> **Aim of the exercise**: Where the word "just" appears in a line below, copy the whole line.

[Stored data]
Issue #336, opened 2016-07-01
Packet length causes issues with bn.js 


sheeley:
Hey, I'm not certain whether this is actually an issue here or with bn.js, but I figured I'd throw this at you to see what your thoughts are.

In our codebase, using knex and mysql2, I get this stacktrace when running our seeds:
```
/Users/jsheeley/git/lumen/api/node_modules/bn.js/lib/bn.js:6
    if (!val) throw new Error(msg || 'Assertion failed');
              ^

Error: Assertion failed
    at assert (/Users/jsheeley/git/lumen/api/node_modules/bn.js/lib/bn.js:6:21)
    at BN.iaddn (/Users/jsheeley/git/lumen/api/node_modules/bn.js/lib/bn.js:2121:5)
    at Packet.readLengthCodedNumberExt (/Users/jsheeley/git/lumen/api/node_modules/mysql2/lib/packets/packet.js:145:37)
    at Packet.readLengthCodedNumber (/Users/jsheeley/git/lumen/api/node_modules/mysql2/lib/packets/packet.js:114:15)
    at new ResultSetHeader (/Users/jsheeley/git/lumen/api/node_modules/mysql2/lib/packets/resultset_header.js:12:28)
    at Query.resultsetHeader (/Users/jsheeley/git/lumen/api/node_modules/mysql2/lib/commands/query.js:87:12)
    at Query.Command.execute (/Users/jsheeley/git/lumen/api/node_modules/mysql2/lib/commands/command.js:38:20)
    at Connection.handlePacket (/Users/jsheeley/git/lumen/api/node_modules/mysql2/lib/connection.js:263:28)
    at PacketParser.onPacket (/Users/jsheeley/git/lumen/api/node_modules/mysql2/lib/connection.js:95:66)
    at PacketParser.executeStart (/Users/jsheeley/git/lumen/api/node_modules/mysql2/lib/packet_parser.js:44:12)
    at Socket.<anonymous> (/Users/jsheeley/git/lumen/api/node_modules/mysql2/lib/connection.js:97:29)
    at emitOne (events.js:96:13)
    at Socket.emit (events.js:188:7)
    at readableAddChunk (_stream_readable.js:172:18)
    at Socket.Readable.push (_stream_readable.js:130:10)
    at TCP.onread (net.js:542:20)
```

[...]

PR #341, opened 2016-07-06
Replace bn.js with Long

sheeley:
For issue #336. Not sure if this was the intended change, but tests continue to pass (though lint fails on 0.10 and 0.12 for some reason?!).

### DIFF
--- a/lib/packets/resultset_header.js
+++ b/lib/packets/resultset_header.js
@@ -9,7 +9,7 @@ function ResultSetHeader (packet, bigNumberStrings)
   } else {
     this.fieldCount = packet.readInt8(); // skip OK byte
     this.affectedRows = packet.readLengthCodedNumber(bigNumberStrings);
-    this.insertId = packet.readLengthCodedNumber(bigNumberStrings);
+    this.insertId = packet.readLengthCodedNumberSigned(bigNumberStrings);
     this.serverStatus = packet.readInt16();
     this.warningStatus = packet.readInt16();
   }
--- a/test/integration/connection/test-insert-negative-ai.js
+++ b/test/integration/connection/test-insert-negative-ai.js
@@ -1,0 +1,35 @@
+var common = require('../../common');
+var connection = common.createConnection();
+var assert = require('assert');
+
+// common.useTestDb(connection);
+
+var table = 'insert_negative_ai_test';
+var text = ' test test test ';
+connection.query([
+  'CREATE TEMPORARY TABLE `' + table + '` (',
+  '`id` int(11) unsigned NOT NULL AUTO_INCREMENT,',
+  '`title` varchar(255),',
+  'PRIMARY KEY (`id`)',
+  ') ENGINE=InnoDB DEFAULT CHARSET=utf8'
+].join('\n'));
+
+var result, result2;
+connection.query('INSERT INTO ' + table + ' (id, title) values (-999, "' + text + '")', function (err, _result) {
+  if (err) {
+    throw err;
+  }
+  result = _result;
+  connection.query('SELECT * FROM ' + table + ' WHERE id = ' + result.insertId, function (err, _result2) {
+    result2 = _result2;
+    connection.end();
+  });
+});
+
+process.on('exit', function () {
+  assert.strictEqual(result.insertId, 1);
+  assert.strictEqual(result2.length, 1);
+  // TODO: type conversions
+  assert.equal(result2[0].id, String(result.insertId));
+  assert.equal(result2[0].title, text);
+});
--- a/lib/packets/packet.js
+++ b/lib/packets/packet.js
@@ -1,7 +1,7 @@
 // var BigNumber = require("bignumber.js");
 var ErrorCodeToName = require('../constants/errors.js');
 
-var bn = require('bn.js');
+var Long = require('long');
 
 function Packet (id, buffer, start, end)
 {
@@ -106,15 +106,19 @@ Packet.prototype.eofWarningCount = function () {
   return this.buffer.readInt16LE(this.offset + 1);
 };
 
-Packet.prototype.readLengthCodedNumber = function (bigNumberStrings) {
+Packet.prototype.readLengthCodedNumber = function (bigNumberStrings, signed) {
   var byte1 = this.buffer[this.offset++];
   if (byte1 < 251) {
     return byte1;
   }
-  return this.readLengthCodedNumberExt(byte1, bigNumberStrings);
+  return this.readLengthCodedNumberExt(byte1, bigNumberStrings, signed);
 };
 
-Packet.prototype.readLengthCodedNumberExt = function (tag, bigNumberStrings) {
+Packet.prototype.readLengthCodedNumberSigned = function (bigNumberStrings) {
+  return this.readLengthCodedNumber(bigNumberStrings, true);
+};
+
+Packet.prototype.readLengthCodedNumberExt = function (tag, bigNumberStrings, signed) {
   var word0, word1;
   var res;
   if (tag == 0xfb) {
@@ -142,7 +146,7 @@ Packet.prototype.readLengthCodedNumberExt = function (tag, bigNumberStrings) {
       return word1 * 0x100000000 + word0;
     }
 
-    res = (new bn(word1)).ishln(32).iaddn(word0);
+    res = new Long(word0, word1, signed);
 
     return bigNumberStrings ? res.toString() : res;
   }
--- a/package.json
+++ b/package.json
@@ -28,9 +28,9 @@
   "author": "Andrey Sidorov <sidorares@yandex.ru>",
   "license": "MIT",
   "dependencies": {
-    "bn.js": "4.11.4",
     "cardinal": "0.7.0",
     "double-ended-queue": "2.1.0-0",
+    "long": "^3.1.0",
     "named-placeholders": "1.1.1",
     "readable-stream": "2.1.4",
     "seq-queue": "0.0.5",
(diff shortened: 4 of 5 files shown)


sheeley:
@sidorares any tips on why linting fails on 0.10 / 0.12?

sheeley:
Oh, and to continue my spam - this solves the issue in #336

sidorares:
I think recent eslint started to use arrow functions, 3.0 definitely worked. Can you try to lock exact version ( without caret or ~ ) ?

sidorares:
Did that help with original issue?

sidorares:
eslint 3.0.1 pr from greenkeeper failed today: https://github.com/sidorares/node-mysql2/pull/340

If 3.0.0 won't help, could you try to roll back to latest eslint 2.x?

sheeley:
Locked to 2.13.1 and it appears to be working (though these tests... 15 minutes?!). Hopefully will see some green checkboxes shortly. :)

sidorares:
tests run about 1.5 minute on both travis and appveyor but often there is a big waiting time in the queue ( especially for appveyor )

sidorares:
I want to do a bit more research about allowing negative value in length encoded int. I think everywhere in the protocol 'length encoded int' assumed to be unsigned ( it's mostly used as "how much data we expect?" value - string length prefixes, packet size etc etc ). Maybe we should restrict usage to lastInsertId only ( e.i call it readLengthCodedNumberSigned or something like this and use only at https://github.com/sidorares/node-mysql2/blob/7b4f535f5977537e639785f822fd88ab7cb9aaa2/lib/packets/resultset_header.js#L11 )

sheeley:
I'm pretty unfamiliar with the protocol; are you saying remove the `Long` within `readLengthCodedNumberExt`, or just that it should be unsigned? Sorry I'm not much help, but happy to keep sending commits if you can direct me. :)

sidorares:
Maybe have unsigned Long in standard readLengthCodedNumberExt and signed in a special version `readLengthCodedNumberSigned`, just because I think that particular field ( next insert id ) is exception to protocol ( or a bug in protocol documentation, I don't know )

sheeley:
Does this look like what you were thinking?

sidorares:
yes, I think it's much safer to start with this ( only scoped to resultset_header packet )
not sure if readLengthCodedNumberSigned should be used for affectedRows. Can you think of any scenario when negative value is returned here?

sheeley:
nope - that was just me reading wrong. updated. :)

sidorares:
oh, one more thing

I think the test should be updated to reflect original issue you were having ( e.i negative value in insertId )

Could you change it so that initial value is say -999, then something is inserted, we expect -999, then set to actually big number ( outside of 2^53, as in current test). The last part is already there, we need to add 'negative insert id' to test. Could be a new file or addition to existing `test/integration/connection/test-insert-bigint.js` ( Maybe new even better - `test/integration/connection/test-negative-insert-id.js` )

sheeley:
I'm not sure if I understand - our `AUTO_INCREMENT` initial value isn't negative, but `0`; we insert values like `-999` to provide non-null foreign keys, so the `AUTO_INCREMENT` shouldn't be impacted. I added a test for inserting negative ids working, but it doesn't look like you get back the `LAST_INSERT_ID` when you specify the id.

```sql
INSERT INTO audience_lkp(aud_id, aud_nm, ins_user)
VALUES
(-998, 'Unknown', 'seed-data');

select LAST_INSERT_ID(); -- => 0

insert into audience_lkp(aud_nm, ins_user) values ('wat', 'huh');
select LAST_INSERT_ID(); -- => 8 (or whatever id)
```

sidorares:
The flag in Long should be true for unsigned - see https://github.com/dcodeIO/long.js#longfrombitslowbits-highbits-unsigned

and for test we need to have something like 

```js
c.query("INSERT INTO audience_lkp(aud_id, aud_nm, ins_user) VALUES (-123, 'Unknown123', 'seed-data555')", function (err, res) {
  assert.equal(res.insertId, -123);
});
```

lib/packets/resultset_header.js
```diff
@@ -9,7 +9,7 @@ function ResultSetHeader (packet, bigNumberStrings)
   } else {
     this.fieldCount = packet.readInt8(); // skip OK byte
     this.affectedRows = packet.readLengthCodedNumber(bigNumberStrings);
-    this.insertId = packet.readLengthCodedNumber(bigNumberStrings);
```
sidorares: for values that fit into JS number ( like `-123` )we need to convert to js number, something like this:

```
    var insertIdString = insertId.toString(10);
    var insertIdNumber = insertId.toNumber();
    if (bigNumberStrings) {
      this.insertId = insertIdString;
    } else if (insertIdNumber.toString() === insertIdString) {
      this.insertId = insertIdNumber;
    } else {
      this.insertId = insertIdString;
    }
```

test/integration/connection/test-insert-negative-ai.js
```diff
@@ -0,0 +1,35 @@
...
+  }
+  result = _result;
+  connection.query('SELECT * FROM ' + table + ' WHERE id = ' + result.insertId, function (err, _result2) {
+    result2 = _result2;
+    connection.end();
+  });
+});
+
+process.on('exit', function () {
+  assert.strictEqual(result.insertId, 1);
```
sidorares: we should expect `-999` here (as js number)

sheeley:
I don't think that we should expect `-123` or `-999` - that's why I posted the SQL snippet above. This is what the mysql docs say:

> When a new AUTO_INCREMENT value has been generated, you can also obtain it by executing a SELECT LAST_INSERT_ID() statement with mysql_query() and retrieving the value from the result set returned by the statement.

My reading of that says "because you're specifying `-123` or `-999` as the id, it's not creating a new AUTO_INCREMENT value. Is that what gets returned? If not, can you point me at the right docs? 

Will update the `signed` thing, silly miss on my part.

sidorares:
>  Is that what gets returned?
Yes, this is what actually returned in insertId field: if the value is auto increment (and not specified) it'll be the same as  LAST_INSERT_ID(), and when you specify it's returned as is, as in my example

```js
c.query("INSERT INTO audience_lkp(aud_id, aud_nm, ins_user) VALUES (-123, 'Unknown123', 'seed-data555')", function (err, res) {
  // I can actually see length encoded int:  0xfe tag (8 byte long) and 8 bytes representing -123
  // resultset_header packet: 0001fe85ffffffffffffff02000000 - http://dev.mysql.com/doc/internals/en/packet-OK_Packet.html
  // Long.js words1 & word2: 4294967173, 4294967295
  // new Long(4294967173, 4294967295, false) => -123 . 'false' means "not unsigned"
  assert.equal(res.insertId, -123);
});
```

sidorares:
doing this ( note BIGINT for aud_id )
```
CREATE TABLE audience_lkp1 (
  aud_id                BIGINT                NOT NULL PRIMARY KEY AUTO_INCREMENT,
  aud_nm                VARCHAR(50)        NOT NULL,

  ins_ts                TIMESTAMP          DEFAULT CURRENT_TIMESTAMP,
  ins_user              VARCHAR(80)        NOT NULL,
  upd_ts                TIMESTAMP          ON UPDATE CURRENT_TIMESTAMP,
  upd_user              VARCHAR(80)
)

INSERT INTO audience_lkp1(aud_id, aud_nm, ins_user) VALUES (18446744073709551493, 'Unknown123', 'seed-data555')
```
returns 9223372036854775807 for insertId, and next time I do `INSERT INTO audience_lkp1(aud_nm, ins_user) VALUES ('Unknown123', 'seed-data555')` ( without aud_id ) it errors with `Duplicate entry '9223372036854775807' for key 'PRIMARY'` ( and last_insert_id() returns 0 )

sidorares:
http://dev.mysql.com/doc/refman/5.7/en/example-auto-increment.html

http://stackoverflow.com/questions/11264447/what-is-the-limit-of-auto-increment-integer-in-mysql

sheeley:
Interesting - there are a couple of spots I'll update solo, but will likely need to check back in on the insertId stuff (let me read the mysql docs first though). Thanks!

sidorares:
thanks @sheeley ! sorry it goes back and forth but the issue itself is in the dark area of bad documentation and edge cases :)

sidorares:
note that #342 changed eslint in package.json to be able to pass tests so you might need to rebase on top

sidorares:
hi @sheeley - do you need a hand with this? I'd like to have your changes in 1.0 release and also have plans for similar fix in binary protocol ( `.execute()` with longlong results )

sheeley:
hey @sidorares, sorry about the delay on this; been a busy month. i can keep chugging away at it but you may be much faster - if i get time, i'll try to fix up this week

sidorares:
No problems at all @sheeley

sidorares:
@sushantdhiman - maybe you can also help with this. Main issue was in incorrect handling of negative insertId, this PR fixes it but I think needs a bit more work on test. I also might be able to look at this later today or tomorrow

sushantdhiman:
@sidorares I have a tight schedule today :) I'll see if I can work on this at night.

sidorares:
I'm not pushing :)

sushantdhiman:
@sidorares It seems `MySQL 5.7` will not accept the negative AI numbers.

```js
Error: Out of range value for column 'id' at row 1
      at Packet.asError (/var/www/node-mysql2/lib/packets/packet.js:547:13)
      at Query.Command.execute (/var/www/node-mysql2/lib/commands/command.js:28:22)
      at Connection.handlePacket (/var/www/node-mysql2/lib/connection.js:261:28)
```

sushantdhiman:
Ok my bad, MySQL 5.7 need the signed version of `id` :)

> **Exercise output**:
I'm pretty unfamiliar with the protocol; are you saying remove the `Long` within `readLengthCodedNumberExt`, or just that it should be unsigned? Sorry I'm not much help, but happy to keep sending commits if you can direct me. :)
Maybe have unsigned Long in standard readLengthCodedNumberExt and signed in a special version `readLengthCodedNumberSigned`, just because I think that particular field ( next insert id ) is exception to protocol ( or a bug in protocol documentation, I don't know )
nope - that was just me reading wrong. updated. :)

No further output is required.